33 紅い瞳
しまった。
白雪は、心の中でつぶやいた。
見上げるは、男の顔。嫌らしい顔でこちらを見おろす。
その顔に白雪は舌打ちをしたくなる。
背中に冷たい地面の感覚と、見おろす男に嫌気がさす。
なぜこのような状況になったのか、それは白雪が今日たまたま体調が思わしくなかったから。

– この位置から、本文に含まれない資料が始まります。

PR #6006, opened 2025-01-14
Typo - FR & ES resource language fix

Borik-ctrl:
Fixes #

**Description of the Change**
I don't know it this is encouraged but I found some typo on FR and ES resource language file.

Also I have noticed a specific text part about Xiaomi, in the res about  and not sure it is up-to-date or should be kept...

**Release Notes**
N/A


AenBleidd:
We are managing translations using Transifex service: https://www.transifex.com/projects/p/boinc/
Please fix it there

PR #6013, opened 2025-01-17
client: fix bug where avg_ncpus for anonymous platform apps defaults to zero

### LINKED ISSUE #6012: app_info.xml configured projects break when 8.1.0-1586 client is restarted
### Describe the bug

When i restart boinc-client while running sidock using app_info all tasks display 0 cpus used and attempt to run all tasks at the same time disregarding use 50% of the cpus.

Image

### Steps to reproduce

1. set sidock to use app_info.xml using this guide: https://www.sidock.si/sidock/forum_thread.php?id=125&postid=2167
2. receive tasks.
3. run sudo systemctl restart boinc-client

### Expected behavior

Image

### Screenshots

_No response_

### System information

OS: Ubuntu 24.04
boinc-client 8.1.0-1586

### Additional context

It doesn't happen on 8.0.4-875

davidpanderson:
Fixes #6012

### DIFF
--- a/client/cs_statefile.cpp
+++ b/client/cs_statefile.cpp
@@ -856,7 +856,8 @@ int CLIENT_STATE::write_state_file_if_needed() {
 
 // look for app_versions.xml file in project dir.
 // If find, get app versions from there,
-// and use "anonymous platform" mechanism for this project
+// and mark project as "anonymous platform".
+// This is called before parsing client_state.xml
 //
 void CLIENT_STATE::check_anonymous() {
     unsigned int i;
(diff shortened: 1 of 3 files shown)


client/cs_statefile.cpp
```diff
@@ -856,7 +856,8 @@ int CLIENT_STATE::write_state_file_if_needed() {
 
 // look for app_versions.xml file in project dir.
 // If find, get app versions from there,
-// and use "anonymous platform" mechanism for this project
```
Vulpine05, line 859: Apologies for being the grammar police, but shouldn't the line above say "If found" instead of "If find"?

AenBleidd (approved):

client/cs_statefile.cpp
davidpanderson: I think that 'If find' is comment-shorthand for 'If you find it'.

PR #6018, opened 2025-01-22
vboxwrapper: create the 'virtualbox home directory' in the project dir

davidpanderson:
The 'VBox home directory' is where VBox writes log files
(which are read by vboxwrapper).
If this is not specified by the env var VBOX_USER_HOME,
we need to create it somewhere and set the env var to point there.

Previously we put it in <datadir>/projects.
That's no good because it's not a project, and the client erased it.

We also tried putting it in the (real) user's home dir.
That's no good because
1) we shouldn't mess with the home dir
2) in sandboxed configs we're running as user 'boinc_projects',
and don't have access to the home dir.

According to https://boinc.berkeley.edu/sandbox_design.php,
the only places 'boinc_projects' can write are
projects/, slots/, and their subdirectories.
So the logical places to put .VirtualBox are
this job's slot directory, or its project directory.
I chose the latter.

PR #6016, opened 2025-01-21
vboxwrapper (Mac): fix startup failure on Mac

davidpanderson:
The VBox home dir (where it keeps its files) is
"/Library/Application Support/BOINC Data/.VirtualBox/",
not ~/.Virtualbox (the latter may be inaccessible)

Fixes #6015

PR #6019, opened 2025-01-23
vboxwrapper: virtualbox home directory fix MacOS

NenTech:
Directory was changed but not assigned to the environmental variable. Which caused a failure on MacOS.

Only change which need to be made for this pull request to work is create directory .VirtualBox by default or give boinc_project access to BOINC_data to be able to write the folder.

Related to #6016  and #6018


NenTech:
@davidpanderson
@computezrmle 
I hope I did this the right way..

davidpanderson:
Yes, the setenv() was definitely needed.
I'm going to fold this into another PR that puts .VirtualBox
in the BOINC data directory, not the user's home directory.
I don't think BOINC should touch the home directory
(and it may not have access to it anyway, like on the Mac)

davidpanderson:
This change is incorporated in #6018

PR #86, opened 2019-10-11
Add Grpc client for dotnet and example.

brendandburns:
cc @yaron2 @amanbha


loic-sharma:
I'm a little late to the game, but you can find the requirements for publishing Microsoft packages to nuget.org here: https://devdiv.visualstudio.com/DevDiv/_wiki/wikis/DevDiv.wiki/972/NuGet?anchor=publishing-microsoft-packages-on-nuget.org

今朝から体調が芳しくなく、熱もあったが音木家特有の方法というか特訓、体調コントロールによって平熱に抑えたが、しかし…思った以上に身体が思うように動かなかった。隙をつかれ、この有り様だった。
「へ~薄暗くって分かんなかったけど、極上じゃん?」
へへへと笑う男を無表情で見上げた。
「……おーい、なに1人で楽しんでんだぁ?」
「あー?そっちはそっちで、楽しめばぁ?」
「男で楽しめるか!」
白雪は目を見開いた。
───なんで?
「ま、よくわかんねぇけど、弱ってたんだよね~」
そういって男は、ドサリと1人の男を放り投げた。
その男に白雪は、見覚えがあった。いや、先程まで一緒にいた。
「……オオカミさん…?」
「あれ?もしかして、君の彼氏かな?」
そのニヤリとした笑みが、ムカついた。
「この男より、俺にしときなよ。同じ仕事でも、強い方がかっこいいだろ?」
と、狼の体を蹴り上げた。
「…あ、……あ、…」
白雪の中で何かがキレた。
「…え?どうしちゃったの?」
男はそう言おうと口を開いたが、激しい衝撃で飛ばされ壁にぶつかる。
「ぐっは…、…なに」
銃口を額にあてられ口を閉じた。
「…蹴らないで、オオカミさんを」
その瞳は紅く、その瞳に怯えた。
「……まさか、…はははいたんだ……cat's-eye…」
そう呟き銃音が響いた。
ドサリと、男が倒れた。
先程まで、白雪の上にいたはずの男は、いつの間にか気絶しており目覚めてみると男が死んでいた。
「……なに?なんなの…ヒッ」
ゆらりと白雪が男をみた。
鋭く紅い瞳。猫のような瞳孔。
裏社会では、伝説の瞳だ。通称cat's-eye。
暗殺者の瞳と言われるそれは、本当にあった。
「ハハハ、……かなわないや…」
また一つ、銃音が響いた。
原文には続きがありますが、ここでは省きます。